- **Exercise description**: The line containing "to allow nesting." marks the end: write out exactly every line from the first line of the data below through that line, and only those.

Data for processing section start

PR #266, opened 2021-05-17
Support nested expands + optimize queries

vdboor:
* `?_expand=true` will give 2 levels of expansion now.
* support `?_expandScope=field.subfield`
* the whole way expanded fields are resolved has changed to allow nesting.
* optimized data retrieval to make sure the nesting won't cause performance issues


src/dso_api/dynamic_api/remote/serializers.py
```diff
@@ -43,7 +43,7 @@ class RemoteListSerializer(DSOListSerializer):
 
     @property
     def expanded_fields(self):
```
jjmurre, line 45: Maybe add type annotation. Makes it easier to read the code.

src/dso_api/dynamic_api/serializers.py
```diff
@@ -133,6 +141,22 @@ def to_representation(self, value: models.Manager):
         return {"count": value.count(), "href": f"{url}{query_string}"}
 
 
+class DynamicListSeriallizer(DSOModelListSerializer):
```
jjmurre, line 143: Typo `Seriallizer` -> `Serializer`.

src/rest_framework_dso/embedding.py
```diff
@@ -7,89 +7,212 @@
...
-from rest_framework.exceptions import ParseError, PermissionDenied
+from rest_framework.exceptions import ParseError
 
-from dso_api.dynamic_api.permissions import fetch_scopes_for_model
-from rest_framework_dso.fields import AbstractEmbeddedField, EmbeddedField
+from rest_framework_dso.fields import AbstractEmbeddedField
 from rest_framework_dso.serializer_helpers import ReturnGenerator, peek_iterable
 
-EmbeddedFieldDict = Dict[str, AbstractEmbeddedField]
+DictOfDicts = Dict[str, Dict[str, dict]]
```
jjmurre, line 23: `dict` -> `Dict` (in the embedded dict).

src/rest_framework_dso/embedding.py
```diff
@@ -7,89 +7,212 @@
...
+    if not expand_scope:
+        return {}
+    elif expand_scope is True:
+        return get_all_embedded_field_names(serializer_class, allow_m2m=allow_m2m)
+    else:
+        return group_dotted_names(expand_scope)
+
+
+@dataclass
+class EmbeddedFieldMatch:
```
jjmurre, line 65: Nicely packaged into a dataclass! Makes it very readable indeed.

src/rest_framework_dso/fields.py
```diff
@@ -95,17 +96,16 @@ def is_array(self) -> bool:
 
     @cached_property
     def attname(self):
```
jjmurre, line 98: Maybe add annotation for return type. Make it extra clear that it is heterogeneous.

src/rest_framework_dso/embedding.py
```diff
@@ -224,6 +224,39 @@ def _expand_parse_error(allowed_names, field_name, prefix=""):
         )
 
 
+def get_serializer_lookups(serializer: serializers.BaseSerializer, prefix="") -> List[str]:
```
jjmurre, line 227: Nice! Lot of thinking behind this I guess.

src/rest_framework_dso/embedding.py
```diff
@@ -437,13 +437,27 @@ def inspect_instance(self, instance):
 
     def get_objects(self):
```
jjmurre, line 438: Maybe a return type annotation.

src/rest_framework_dso/embedding.py
vdboor: tx :-)

src/dso_api/dynamic_api/remote/serializers.py
vdboor: tx! :-)

src/rest_framework_dso/embedding.py
vdboor: :-)

src/dso_api/dynamic_api/serializers.py
vdboor: sharp! Fixed!

src/rest_framework_dso/embedding.py
vdboor: It can't use recursion, so I think it's better to leave it like this. `Dict[str, Dict[str, Dict[str, ...]]]` would not be readable.

PR #274, opened 2021-05-26
Fix _links section, hide useless title and null links

vdboor:
* Hide title when the model doesn't have a display field
* Hide null values and empty M2M lists.


jjmurre (approved):
LGTM (nu komen we in de categorie pixelpoetsen :-)

ngaranko (approved):
LGTM

PR #276, opened 2021-05-31
Factor remote endpoint clients out of remote viewsets

lbam:
This is a preliminary PR for HC-BRK authorization. The main functional change is that the HC-BRK endpoint no longer forwards its authorization token to the remote. Doing our own authentication is the next step.

### DIFF
--- a/src/dso_api/dynamic_api/remote/views.py
+++ b/src/dso_api/dynamic_api/remote/views.py
@@ -1,56 +1,21 @@
 """The remote views retrieve data from other REST API endpoints.
 Currently it mainly performs authorization, data retrieval, and schema validation.
-The endpoint is queried with raw urllib3 logic, to avoid the overhead of the requests library.
 """
 import logging
-from typing import Type, Union
-from urllib.parse import urlparse
+from typing import Type
 
-import certifi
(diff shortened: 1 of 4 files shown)


src/dso_api/dynamic_api/remote/views.py
```diff
@@ -141,184 +94,21 @@ def validate(self, serializer, raw_data):
...
 ) -> Type[RemoteViewSet]:
     """Construct the viewset class that handles the remote serializer."""
+
     return type(
         f"{serializer_class.__name__}Viewset",
         (RemoteViewSet,),
         {
             "__doc__": "Forwarding proxy serializer",
-            "endpoint_url": endpoint_url,
+            "client": clients.make_client(endpoint_url, table_schema),
```
vdboor, line 108: I'd use `client_class` instead, and call `make_client` inside the view?

vdboor (approved):

src/dso_api/dynamic_api/remote/views.py
lbam: As long as clients are stateless, we don't need separate instances.

PR #280, opened 2021-06-02
Separate MVT+WFS permissions checks from DRF checks

lbam:
MVT and WFS used an overloaded `has_permission` method to do auth checks. They now call a custom method so the code paths are more clearly separated.


jjmurre (approved):
LGTM. Maybe add a test for it?

lbam:
Please check again, I just pushed a further refactor.

All paths except the else branch in has_permission are tested. I'm not sure what should trigger that path.

jjmurre:
The else branch seems a bit hypothetical. But the `has_permission_for_models` that is being called is tested. So, for now that is good enough I would say.

PR #284, opened 2021-06-03
Performance logging for MVT

lbam:


src/dso_api/dynamic_api/views/mvt.py
```diff
@@ -111,7 +115,17 @@ def setup(self, request, *args, **kwargs):
...
         kwargs.pop("table_name")
-        return super().get(request, *args, **kwargs)
+
+        t0 = datetime.now()
+        result = super().get(request, *args, **kwargs)
+        logging.info(
+            "retrieved tile for %s (%d bytes) in %s",
+            request.path,
+            len(result.content),
+            datetime.now() - t0,
```
gkoller, line 125: This will result in a negative duration if this code is executed during the transition of DST to standard time.

It's unlikely to happen, and has no real consequences, but ....

People tend to copy code and will take this as an example to do time measurement. Hence I suggest you use something like [time.perf_counter_ns](https://docs.python.org/3/library/time.html#time.perf_counter_ns).

You might even want to wrap it up in a contextmanager.

gkoller: I hate suggestion without code samples. So here it is:

```python
import time
from datetime import timedelta
from typing import Optional, Type


class Timer:
    start: int
    end: int
    duration: int

    def __init__(self) -> None:
        self.start = 0
        self.end = 0
        self.duration = 0

    def __enter__(self) -> "Timer":
        self.start = time.perf_counter_ns()
        return self

    def __exit__(
        self,
        _exc_type: Optional[Type[BaseException]],
        _exc_val: Optional[BaseException],
        _exc_tb: Optional[BaseException],
    ) -> None:
        self.end = time.perf_counter_ns()
        self.duration = self.end - self.start

    @property
    def elapsed(self) -> timedelta:
        return timedelta(microseconds=self.duration / 1_000)
```
Now your code becomes:

```python
with Timer() as t:
   result = super().get(request, *args, **kwargs)

logging.info(
    "retrieved tile for %s (%d bytes) in %s",
    request.path,
    len(result.content),
    t.elapsed)
```

Now if people start copying code, they copy something more robust and easier to use.

gkoller: Oh and to facilitate reuse even better you should add docstrings to the `Timer` class and the `elapsed` property method.

jjmurre: Or, use https://pypi.org/project/timer/ :-)

gkoller: Didn't know about that project. Nice.

What mine implementation has going for it are the type annotations. 😉

gkoller: > Or, use https://pypi.org/project/timer/ :-)

Rather coincidentally it seems that https://pypi.org/project/more-ds/ (`0.0.5`) seems to have the exact same `Timer` class that I wrote in my suggestion in https://github.com/Amsterdam/dso-api/pull/284#discussion_r645372808 (though it does away with `self.end` that is not really needed).

In addition `more-ds` does use PEP 561 to expose its type annotations so that they become available to projects using it.

lbam: Thanks. I switched to perf_counter_ns, but I don't really like the context manager solution. I'd like to keep this straight-line code, since it may well grow more complicated in the future if it is as expensive as we think.

gkoller (approved):
LGTM

PR #292, opened 2021-06-14
[AB#8346] Fix combining _fields with _expand parameters.

vdboor:
This fixes combining `_fields=..` with `_expandScope`.
This is a bit of a stop-gap to quickly fix errors for dataportaal devs.

This doesn't handle the second part yet (relation.field), but at least fixes the unwanted error message. The field parsing is already written in the same style as the expand logic so it can be revised to support nested field limiting too.


jjmurre (approved):
LGTM

PR #296, opened 2021-06-16
[AB#6571] Fix HCBRK remote client and add tests

lbam:
It was completely broken, but I didn't notice because I was running the integration tests with the wrong envvars and didn't see that they were being skipped. The endpoint isn't in use because its authorization code isn't ready yet.


jjmurre (approved):
Ziet er goed uit.

PR #297, opened 2021-06-17
Log all requests to remote endpoints, with the response status

lbam:


src/dso_api/dynamic_api/remote/clients.py
```diff
@@ -62,18 +61,19 @@ def call(self, request, path="", query_params={}) -> Union[dict, list]:  # noqa:
...
+            logger.error("Proxy call to %s failed, timeout from remote server: %s", url, e)
             raise GatewayTimeout() from e
         except (OSError, urllib3.exceptions.HTTPError) as e:
             # Socket connect / SSL error (HTTPError is the base class for errors)
-            logger.error("Proxy call failed, error when connecting to server: %s", e)
+            logger.error("Proxy call to %s failed, error when connecting to server: %s", url, e)
             raise ServiceUnavailable(str(e)) from e
 
+        level = logging.ERROR if response.status >= 500 else logging.INFO
+        logger.log(level, "Proxy call to %s, status %s: %s", url, response.status, response.reason)
```
gkoller, line 72: I would have expected all errors to be of level `logging.ERROR`

And will there even be a `response.status` set for all possible caught exceptions?

gkoller: Oh, I now see this was existing code that was simply moved. Still the questions remain valid.

lbam: The exceptions are re-raised. When we get here, we have a response, so we should also have a status.

gkoller (approved):

PR #299, opened 2021-06-20
Some various minor (layout) changes

cvriel:
- Sorting datasets in alphabetical order for easy lookup
- Sorting tables (within a dataset) in alphabetical order for easy lookup
- Sorting fields (within a table) in alphabetical order for easy lookup (where identifier fields are first)
- Mention the needed authorization (if applicable) on dataset, table and field level.

- [x] Customer friendly documentation added into `docs/`.

NA

NA


docs/source/datasets.py
```diff
@@ -46,10 +46,67 @@
 }
 
 
+def sort_schemas(schemas: Tuple[str, DatasetSchema]) -> List[Union[str, DatasetSchema]]:
+    """Sort datasets (schemas) alphabetically.
+
+    Args:
+        schemas: A set containing a pair of schemas id (name) and DatasetSchema instance.
```
jjmurre, line 53: According to the type of the argument `set` should be called `tuple` to avoid confusion.

docs/source/datasets.py
```diff
@@ -46,10 +46,67 @@
...
+
+    Returns:
+        A list of alphabetically ordered schemas instances based on their schema id (name).
+    """
+    return sorted(schemas, key=lambda schema: schema[0])
```
jjmurre, line 58: When `sorted` can be applied to the incoming argument `schemas`, that suggests it is a list (or some other kind of iterable).

jjmurre: I think input and output type should be `List[Tuple[str, DataseSchema]]`.

docs/source/datasets.py
jjmurre: A list of tuples, to be exact.

docs/source/datasets.py
cvriel: You are correct, good one

docs/source/datasets.py
cvriel: :+1:

PR #300, opened 2021-06-22
Use the identifier from the table_schema for temporality

jjmurre:
The temporal info has been move down from dataset to table.
The main temporal identifier, was still obtained from the dataset
that has now been corrected.

### DIFF
--- a/src/dso_api/dynamic_api/fields.py
+++ b/src/dso_api/dynamic_api/fields.py
@@ -3,6 +3,7 @@ from datetime import datetime, timedelta
 import azure.storage.blob
 from django.conf import settings
 from more_ds.network.url import URL
+from more_itertools import first
 from rest_framework import serializers
 from rest_framework.reverse import reverse
 from schematools.contrib.django.models import DynamicModel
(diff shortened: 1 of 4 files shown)


src/dso_api/dynamic_api/fields.py
```diff
@@ -58,9 +58,8 @@ def to_representation(self, value: DynamicModel):
 
         if href and value.is_temporal():
             table_schema = value.table_schema()
-            dataset_schema = value.get_dataset_schema()
             temporal_fieldname = table_schema.temporal.identifier
-            id_fieldname = dataset_schema["identifier"]
+            id_fieldname = table_schema.identifier[0]
```
gkoller, line 62: I'm always a little confused when I see the first element of a list explicitly referenced (eg: `[0]`). I those circumstances I ask myself the questions:
1. Will there always be only one element that just happens to be part of a list?
2. Can there be more, but are we only interested in the first element?
There is no way to make that distinction when using a plain `[0]`. However with the [more-itertools](https://more-itertools.readthedocs.io/en/stable/) library there is.

In case 1. you can use [one](https://more-itertools.readthedocs.io/en/stable/api.html#more_itertools.one). In case 2. you can use [first](https://more-itertools.readthedocs.io/en/stable/api.html#more_itertools.first).

I find it expressed intention much better and make code easier to read and understand.

gkoller (approved):

src/dso_api/dynamic_api/fields.py
jjmurre: Good point, I also cringe a little when I see an index-0 :-) In this case, `table_schema.identifier` is always a list and always has at least one item. But, I like the `one` and `first` functions, because, as you say, the express intention. The `more-itertools` is a great library, but I did not know these functions.

PR #623, opened 2022-11-15
Remove test for old Azure Blob Storage support

lbam:
The corresponding feature was removed in #600, but I missed this test since it kept succeeding.


jjmurre (approved):
LGTM

PR #629, opened 2022-11-22
Port generic docs to HTML generator via Markdown

lbam:
Existings docs translated using `pandoc -t gfm`.

The screenshots were copied from their location in docs. They're unmodified, so Git deduplicates them.


jjmurre (approved):
LGTM

PR #639, opened 2022-11-30
Prettify generated docs with CSS

lbam:
Copy-pasted from the dataset query UI, so everything looks similar.

Still figuring out how to style the Markdown-generated docs.


jjmurre (approved):
LGTM

PR #660, opened 2023-01-11
Fix invalid CRS handling

lbam:
Uses the new version of gisserver, which no longer raises `SyntaxError`. Only check for its `ExternalValueError` type, so we don't send error 406 for `ValueErrors` caused by bugs.

Fixes [AB#67466](https://dev.azure.com/CloudCompetenceCenter/089b38ee-0066-4b66-a36c-20744a0e4348/_workitems/edit/67466).


jjmurre (approved):
LGTM

PR #668, opened 2023-01-17
Docs: log and ignore broken datasets

lbam:
`/v1/docs` is broken because of one dataset. I can't reproduce the error locally. For now, log the error so we can serve the rest of the list.


DonQueso89 (approved):
if this is not fixed soon, it needs a fat comment

lbam:
I intend to work on this tomorrow. The broken dataset needs fixing. Thanks for the review!

PR #671, opened 2023-01-24
Set uwsgi buffer size to max

lbam:
Should fix issue where headers are too large for buffer.


jjmurre (approved):
LGTM, let's see what happens.

PR #677, opened 2023-01-25
Minor refactoring of doc generating code

lbam:
Get filters from the filter parser instead of listing them again. The only inconsistency I found was boolean missing the isnull lookup, but there might be more.

Merged `is_relation` and `is_foreign_id` in input to template processing.


jjmurre (approved):
LGTM

PR #685, opened 2023-01-31
Fix serving of static files

lbam:


jjmurre (approved):
LGTM, Nice you found it!

PR #693, opened 2023-02-02
Restore search in docs

lbam:
Could use some (a lot of) tweaking, but works. Includes a vendored fuse.js 6.6.2 (https://fusejs.io/).


jjmurre (dismissed):
Nice!

jjmurre (approved):
👍🏼

PR #699, opened 2023-02-08
Rewrite Haal Centraal BAG proxy

lbam:
The new proxy is a simple Django view, decoupled from DRF's serializers. It passes through responses almost unchanged, so it cannot convert from JSON to other formats like CSV.

The schema for haalcentraal/bag should be removed for this to work: Amsterdam/amsterdam-schema#624. For [AB#69558](https://dev.azure.com/CloudCompetenceCenter/089b38ee-0066-4b66-a36c-20744a0e4348/_workitems/edit/69558).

Data for processing section end

- **Answer box**:
PR #266, opened 2021-05-17
Support nested expands + optimize queries

vdboor:
* `?_expand=true` will give 2 levels of expansion now.
* support `?_expandScope=field.subfield`
* the whole way expanded fields are resolved has changed to allow nesting.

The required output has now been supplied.